Important nursing care includes identifying the onset of jaundice (before or after 24 hours). Parental teaching emphasizes frequent feeding to promote bilirubin excretion, which results in loose, frequent green stools. Exposure to UV light from sunlight can also help break down bilirubin.

Understanding Hyperbilirubinemia
00:00:21

Hyperbilirubinemia means higher than expected levels of bilirubin in the blood, typically resulting in jaundice. Bilirubin is formed from the breakdown of red blood cells. There are two main types of jaundice in newborns: physiologic and pathologic.
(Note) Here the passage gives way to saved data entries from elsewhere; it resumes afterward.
PR #2922, opened 2020-02-04
ldap - do not require openssh.ldif

fvanderbiest:
Most users will not benefit from this change. 
It might be a burden for them if we make it mandatory.

self-note: to port to master


fvanderbiest:
To port to master

PR #2928, opened 2020-02-06
remove unrelated docker images recipes & submodules

### LINKED ISSUE #2255: Question: do we need all the git submodules?
The https://github.com/georchestra/georchestra/blob/master/.gitmodules file currently contains links to the following projects:

## Forks

- https://github.com/georchestra/geonetwork
- https://github.com/georchestra/geoserver
- https://github.com/georchestra/extjs
- https://github.com/georchestra/geoext
- https://github.com/georchestra/openlayers
- https://github.com/georchestra/styler
- https://github.com/georchestra/geotools

I think we should explain why we forked these projects and use them as submodules. See https://github.com/georchestra/geonetwork/issues/96.

## External projects

https://github.com/camptocamp/docker_smtp is maintained by Camptocamp. Maybe it should be forked by the https://github.com/georchestra/ organization in order to maintain control on it as a community.

For https://github.com/probonogeek/extjs, I don't really understand why we use it, if we do not contribute to the project. As stated in https://git-scm.com/book/en/v2/Git-Tools-Submodules#_working_on_a_submodule: 

> It’s quite likely that if you’re using submodules, you’re doing so because you really want to work on the code in the submodule at the same time as you’re working on the code in the main project (or across several submodules). Otherwise you would probably instead be using a simpler dependency management system (such as Maven or Rubygems).

fvanderbiest:
These Dockerfiles will be moved to their own repositories

Closes #2255


fvanderbiest:
pushed to master too

PR #3483, opened 2021-08-17
sp - implements webdav specific http verbs

pmauduit:
This is required in order to be able to proxify webdav requests, e.g. to interact with a NextCloud instance behind the SP.

### DIFF
--- a/security-proxy/src/main/java/org/georchestra/security/Proxy.java
+++ b/security-proxy/src/main/java/org/georchestra/security/Proxy.java
@@ -110,6 +110,8 @@ import org.georchestra.ogcservstatistics.log4j.OGCServiceMessageFormatter;
 import org.georchestra.ogcservstatistics.log4j.OGCServicesAppender;
 import org.georchestra.security.permissions.Permissions;
 import org.georchestra.security.permissions.UriMatcher;
+import org.georchestra.security.webdav.PropFindMethod;
+import org.georchestra.security.webdav.SearchMethod;
 import org.springframework.beans.factory.BeanInitializationException;
 import org.springframework.beans.factory.annotation.Autowired;
 import org.springframework.beans.factory.annotation.Qualifier;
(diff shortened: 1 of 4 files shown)


security-proxy/src/main/java/org/georchestra/security/Proxy.java
```diff
@@ -957,7 +958,25 @@ private HttpRequestBase makeRequest(HttpServletRequest request, String sURL) thr
...
+                pfm.setEntity(entity);
+                return pfm;
+            } else if (SearchMethod.METHOD_NAME.equalsIgnoreCase(method)) {
+                SearchMethod sm = new SearchMethod(uri);
+                int contentLength = request.getContentLength();
+                ServletInputStream inputStream = request.getInputStream();
+                HttpEntity entity = new InputStreamEntity(inputStream, contentLength);
+                sm.setEntity(entity);
+                return sm;
+            }
```
RemiDesgrange, line 977: I'm wondering in which case the two conditions couldn't be fullfiled?

pmauduit: if the coming request is a completely custom HTTP verb ? But then I'd expect an exception to be thrown here:
https://github.com/georchestra/georchestra/pull/3483/files#diff-557c2eb148c461ecfcde83d38082b5270605be793cd92a707660c2f38e527adfR1053

pmauduit: do you think it deserves an extra test ?

pmauduit: trying an extra test shows that `switch(null)` throws an npe.

pmauduit: I added a test & a guard to avoid the NPE.

pmauduit:
superseded by #3528

RemiDesgrange:
closed since #3569 superseed this.

PR #3488, opened 2021-08-24
Makefile: also pass -DskipTests to maven in war-build-georchestra

landryb:
otherwise docker-compose is required when using the Makefile..

cf https://packages.georchestra.org/bot/#/builders/3/builds/3/steps/1/logs/stdio, datafeeder only skips tests when `skipTests` is set, `maven.test.skip=true` isnt enough.


pmauduit (approved):
I'm ok with the change, but I find curious that the unit tests require docker-compose, @groldan any idea ?

PR #3471, opened 2021-07-19
deb - improve version calculation

pmauduit:
* using git-commit-id plugin to get the closest tag from the current commit
* injecting the value as a system property
* Accessing it while overriding the packageVersion to set it according to the previously obtained version.

runtime-tested on extractorapp, this produced a package named after the following file:

```
[WARNING] dpkg-deb: building package 'georchestra-extractorapp' in '/home/pmauduit/projects/georchestra/georchestra/extractorapp/target/georchestra-extractorapp_20.1.3.202107191450~903ced7-1_all.deb'.
```

PR #3490, opened 2021-08-25
Update release procedure

landryb:
Cf https://github.com/georchestra/georchestra/pull/3471#issuecomment-904786963

while here add the pom.xml bit adding git tags properties so that it ends in master branch for the next branching.

### DIFF
--- a/RELEASE_PROCEDURE.md
+++ b/RELEASE_PROCEDURE.md
@@ -103,6 +103,7 @@ Other tasks:
  * Manually update the files mentionning the current release version (```README.md``` and ```RELEASE_NOTES.md```)
  * Update the branch name for the Travis status logo
  * Change the `packageDatadirScmVersion` parameter in the root `pom.xml` to `20.1`
+ * Replace `99.master` by `${build.closest.tag.name}` in the root `pom.xml` so that debian packages have the right version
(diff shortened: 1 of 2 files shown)


RELEASE_PROCEDURE.md
```diff
@@ -103,6 +103,7 @@ Other tasks:
  * Manually update the files mentionning the current release version (```README.md``` and ```RELEASE_NOTES.md```)
  * Update the branch name for the Travis status logo
  * Change the `packageDatadirScmVersion` parameter in the root `pom.xml` to `20.1`
+ * Replace `99.master` by `${build.closest.tag.name}` in the root `pom.xml` so that debian packages have the right version
```
fvanderbiest, line 106: IIUC, this line should be removed after first execution.

landryb: i think it stays forever in the stable branches, we're talking about https://github.com/georchestra/georchestra/pull/3471/files#diff-9c5fb3d1b7e3b0f54bc5c4182965c4fe1f9023d449017cece3005d3f90e8e4d8R633 right ?

from my understanding only master should 'hardcode' `99.master` and the other branches should have `${build.closest.tag.name}`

Physiologic vs. Pathologic Jaundice
00:01:09

Physiologic jaundice is common, mild, and transient, occurring due to the infant's immature liver. It usually begins on day two to four of life, peaks between four to five days, and resolves within two weeks. It never occurs within the first day of life. Pathologic jaundice is always abnormal and occurs within the first day of life, caused by hemolysis due to maternal-fetal blood type incompatibility, leading to a rapid rise in bilirubin levels.

Symptoms and Diagnosis
00:03:06

The main symptom of hyperbilirubinemia is jaundice, visible in the skin, eyes, and mucous membranes. Jaundice levels are measured using a light meter placed on the baby's skin, and a calculator determines the risk level based on the reading and the baby's age.
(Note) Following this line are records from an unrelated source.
PR #3496, opened 2021-09-08
ldap - introducing unique object identifier

pmauduit:
OpenLDAP provides a UUID as extra attribute, but this is vendor specific and unstable in case of dumping the LDAP using ldapsearch (slapcat will do, though).

Since we have a hand on the georchestra objectClasses already introduced, the idea is to introduce a (optional) ldap attribute which follows the UUID syntax on both georchestra classes (georchestraUser & georchestraOrg).

Tests: tested in the docker image. For existing LDAP trees, the LDAP schema for geOrchestra will have to be updated, but it should be possible to produce a LDIF modification spec.

### DIFF
--- a/ldap/docker-root/georchestra.ldif
+++ b/ldap/docker-root/georchestra.ldif
@@ -27,6 +27,7 @@ description: USER
 userPassword:: e1NIQX1SY1Z4b1ZiZHp2UVRVYWNUdk4zdVc2ZnBWR0E9
 knowledgeInformation: Internal CRM notes on testuser
 cn: testuser
+georchestraObjectIdentifier: 048b2f38-6ee7-4eec-9bed-349cc6eb13c3
 
 # testreviewer, users, georchestra.org
 dn: uid=testreviewer,ou=users,dc=georchestra,dc=org
@@ -43,6 +44,7 @@ description: Reviewer
 userPassword:: e1NIQX1Nb3IzdXZ5cnpISWpHK0crSEcvblhxZW8reWc9
 mail: psc+testreviewer@georchestra.org
 cn: testreviewer
+georchestraObjectIdentifier: 5f6ce744-4f36-4432-9543-7f6025fab02c
 
 # testeditor, users, georchestra.org
 dn: uid=testeditor,ou=users,dc=georchestra,dc=org
@@ -59,6 +61,7 @@ description: editor
 userPassword:: e1NIQX1mVTFvSmdzV0FEZ1ZtTHBHeHBxdFBVa2RiekU9
 mail: psc+testeditor@georchestra.org
 cn: testeditor
+georchestraObjectIdentifier: e75b336d-a9fc-4671-8002-e1a49c2acf2c
 
 # testadmin, users, georchestra.org
 dn: uid=testadmin,ou=users,dc=georchestra,dc=org
@@ -80,6 +83,7 @@ userPassword:: e1NIQX1kREU1SkEvMkVpVTRGMFFObUt5eXpuazUrN1E9
 mail: psc+testadmin@georchestra.org
 knowledgeInformation: Internal CRM notes on testadmin
 cn: testadmin
+georchestraObjectIdentifier: 0c6bb556-4ee8-46f2-892d-6116e262b489
 
 # geoserver_privileged_user, users, georchestra.org
 dn: uid=geoserver_privileged_user,ou=users,dc=georchestra,dc=org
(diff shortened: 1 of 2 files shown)


fvanderbiest:
Since we're at it, why not having it on roles too ? Would make sense IMO.

fvanderbiest:
To be documented on https://github.com/georchestra/georchestra.github.io/blob/master/oid.md too

pmauduit:
> Since we're at it, why not having it on roles too ? Would make sense IMO.

I don't think the roles will move as often as the organizations and users can (who will rename ROLE_ADMINISTRATOR to ROLE_BLAH ?). Also, roles are not `georchestraSomething` object class, so it will require to create a georchestraRole object class with the attribute onto it. It is feasible, but I wonder if this is necessary or wanted. @groldan any opinion ?

fvanderbiest:
> It is feasible, but I wonder if this is necessary or wanted

You know, there are geOrchestra instances which sync LDAP orgs with GN groups and others which sync LDAP roles with GN groups. So we need a symetrical way to address LDAP object renaming IMO.

groldan:
> > It is feasible, but I wonder if this is necessary or wanted
> 
> You know, there are geOrchestra instances which sync LDAP orgs with GN groups and others which sync LDAP roles with GN groups. So we need a symetrical way to address LDAP object renaming IMO.

.... no, I didn't know... :/

pmauduit:
> You know, there are geOrchestra instances which sync LDAP orgs with GN groups and others which sync LDAP roles with GN groups. So we need a symetrical way to address LDAP object renaming IMO.

Then we probably need to have a `georchestraRole` objectClass as well in the openldap, and having the roles attached to it.

groldan:
> > You know, there are geOrchestra instances which sync LDAP orgs with GN groups and others which sync LDAP roles with GN groups. So we need a symetrical way to address LDAP object renaming IMO.

I'm not sure I follow though.
Let's say we have the following user:
```json
{
  "id": "0c6bb556-4ee8-46f2-892d-6116e262b489",
  "username": "testadmin",
  "lastUpdated": "1a76a7ad7f472be2e43a0fe34a3048ce7b0dc7bb9ab8ff3b9256f092020ca424",
  "roles": [
    "ADMINISTRATOR",
    "SUPERUSER",
    "GN_ADMIN"
  ],
  "organization": {
    "id": "bddf474d-125d-4b18-92bd-bd8ebb6699a9",
    "shortName": "PSC",
    "name": "Project Steering Committee",
    "linkage": "https://www.georchestra.org/",
    "lastUpdated": "7751e4cc6118eeb98a578bdda4319435ee99343db4683d87b612294fc28a0cb0"
  },
  "firstName": "Test",
  "lastName": "ADMIN",
  "email": "psc+testadmin@georchestra.org"
}
```

So, the common case is to sync the `PSC` organization to a `PSC` group and have the GN user belong to that GN group.
But it could also be that the GN user should be attached to GN groups   `ADMINISTRATOR`, `SUPERUSER`, and  `GN_ADMIN` instead?

pmauduit:
> But it could also be that the GN user should be attached to GN groups `ADMINISTRATOR`, `SUPERUSER`, and `GN_ADMIN` instead?

At the very begining of geOrchestra, we did not have `Roles` and `Organizations` as a separated notion, and we had only a `ou=groups` branch in the LDAP. The trick at that time was to use a prefixes (`EL_...` for custom / instance-based groups like `EL_DEPARTEMENT_68`, and `SV_*` for "service levels" groups (which will become the roles later on) to distinguish roles from "organizations".

Some years ago we split to 2 different branches in the LDAP, but some users in the community (at least INRAE, but I think other ones are also willing to stick with the roles) kept the usage of the roles and this `EL_` convention (you can also create custom ones from the console), and we document how to synchronize "the former way" here: https://github.com/georchestra/georchestra/blob/master/docs/geonetwork-synchronization.md#synchronization-between-geonetwork-and-the-ldap

fvanderbiest:
Those who stick to the older behavior have this specific requirement where people should belong to several geonetwork groups (mapped to roles). This is not possible when geonetwork groups are synced with LDAP orgs, since users can belong to a single Org.

groldan:
So the answer to my question would be "yes", right?
Like in, that is consistent with `default.properties:ldapRolesRdn=ou=roles`
So we just need a way to tell the new sync process to use the roles instead of the org to sync GN groups.
Something like:
`geonetwork.properties`:
```
groups.sync-mode=roles|orgs
groups.sync-filter=EL_(.*)
```

pmauduit:
yes, I can't remember if they still use this EL_ prefix, but the way you suggest should be sufficiently configurable anyway

fvanderbiest:
> yes

This indeed looks good Gabriel.

> I can't remember if they still use this EL_ prefix, but the way you suggest should be sufficiently configurable anyway

Some of them even use the `(&(objectClass=groupOfMembers)(|(cn=EL_*)(cn=SP_*)))` pattern for group sync !

PR #3497, opened 2021-09-13
Georchestra gn4 4.x dev

groldan:


security-proxy-spring-integration/src/main/java/org/georchestra/security/client/console/GeorchestraConsoleOrganizationsApiImpl.java
```diff
@@ -0,0 +1,64 @@
...
+        Organization organization = client.get("/internal/organizations/id/{id}", Organization.class, id);
+        return Optional.ofNullable(organization);
+    }
+
+    @Override
+    public Optional<Organization> findByShortName(String shortName) {
+        Organization organization = client.get("/internal/organizations/name/{name}", Organization.class, shortName);
+        return Optional.ofNullable(organization);
+    }
+
```
pmauduit, line 63: I did not get yet how these endpoints will be secured, compared to the "public ones"

security-proxy/src/main/java/org/georchestra/security/UserDetailsJSONRequestHeaderProvider.java
```diff
@@ -0,0 +1,264 @@
...
+     */
+    private Map<String, Boolean> enabledServices = Collections.singletonMap(GLOBAL_KEY, Boolean.FALSE);
+
+    /**
+     * Cache time-to-live in milliseconds, can be given through an external
+     * configuration property {@code security-proxy.ldap.cache.ttl}
+     */
+    private static final long DEFAULT_CACHE_TTL = 2000;
+
+    public UserDetailsJSONRequestHeaderProvider() {
```
pmauduit, line 133: Checking the maximum size for http headers (not clear if it is for a single one or for multiple ones), it depends across webserver implementations:
https://www.tutorialspoint.com/What-is-the-maximum-size-of-HTTP-header-values
But we are quite limited (min 8KB), so we won't be able to transmit the jpegPhoto attribute using this one ;-)

commons/pom.xml
```diff
@@ -38,6 +46,19 @@
...
+        <executions>
+          <execution>
+            <id>attach-sources</id>
+            <phase>verify</phase>
+            <goals>
+              <goal>jar-no-fork</goal>
+            </goals>
+          </execution>
+        </executions>
+      </plugin>
```
pmauduit, line 61: :+1: for generating the sources jar (even if the idea decompiler plugin is so nice than I generally don't have the need for them, or the "get the sources from the Internet" feature from idea works pretty well also).

Any motivation to add them from your side ?

console/src/main/java/org/georchestra/console/dto/EventType.java
```diff
@@ -2,6 +2,8 @@
 
 /**
  * Type discriminator for application events
+ * <p>
+ * TODO: dead code!
```
pmauduit, line 6: grepping the code, it does not seem to be used somewhere indeed, I think we can remove the class.

pmauduit (commented):
Ok finished to read it ; it looks promising from my side and I think there are lots of improvements in here, so here are my summarized thoughts so far:

1. How the "internal API" to grab the users / roles / ... from the console is protected ? I did not see any change in the SP's security-mappings.xml nor I remember having seen some spring annotation to protect a regular user to consume them
2. I really like the idea of splitting the code from the DF to 2 new modules (security-proxy-spring-integration,ldap-account-management) + georchestra-commons for sharing purposes across components, but does this integrate well with spring-boot apps (DF) as well as the regular spring ones ? (see one of my comments about the spring version, I fear that it's not harmonized across geOrchestra modules).
3. As we are at LDAP schema modifications, shall we also create a georchestraRole along with an UUID ?
4. I also like the idea of a base64-encoded JSON document for the sec-user, but skimming the net about it, it seems that we are limited and I was worrying to reach the 8KB limit of some webserver implementations.

security-proxy-spring-integration/README.md
```diff
@@ -0,0 +1,293 @@
+# Data Feeder
```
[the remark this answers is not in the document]
groldan: done.

postgresql/130-geonetwor_georchestra.sql
```diff
@@ -0,0 +1,7 @@
+-- Create schema for georchestra-geonetwork user links
```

Labs, Treatment, and Complications
00:03:50

A bilirubin level greater than five milligrams per deciliter is indicative. Treatment includes phototherapy, increased frequency of breastfeeding, and potentially a blood exchange transfusion for pathologic jaundice. The major complication is kernicterus, a type of brain damage from unconjugated bilirubin crossing the blood-brain barrier, leading to permanent neurological dysfunction like cerebral palsy, seizures, and hearing loss.

Phototherapy Details and Care
00:06:06

Phototherapy involves placing the baby under UV lights or using bili blankets to break down bilirubin. The baby should wear only a diaper to maximize skin exposure and have their eyes protected with a special mask. Nursing considerations include turning the baby every two hours to prevent pressure injuries, monitoring temperature to prevent overheating, and checking for dehydration through urine output, weight, and mucous membranes. Lotions or moisturizers should not be applied to the baby's skin during phototherapy to prevent burns. Bilirubin levels should be rechecked every 6 to 12 hours. Parents are encouraged to hold the baby during bili blanket use, ensuring basic physiological needs are met.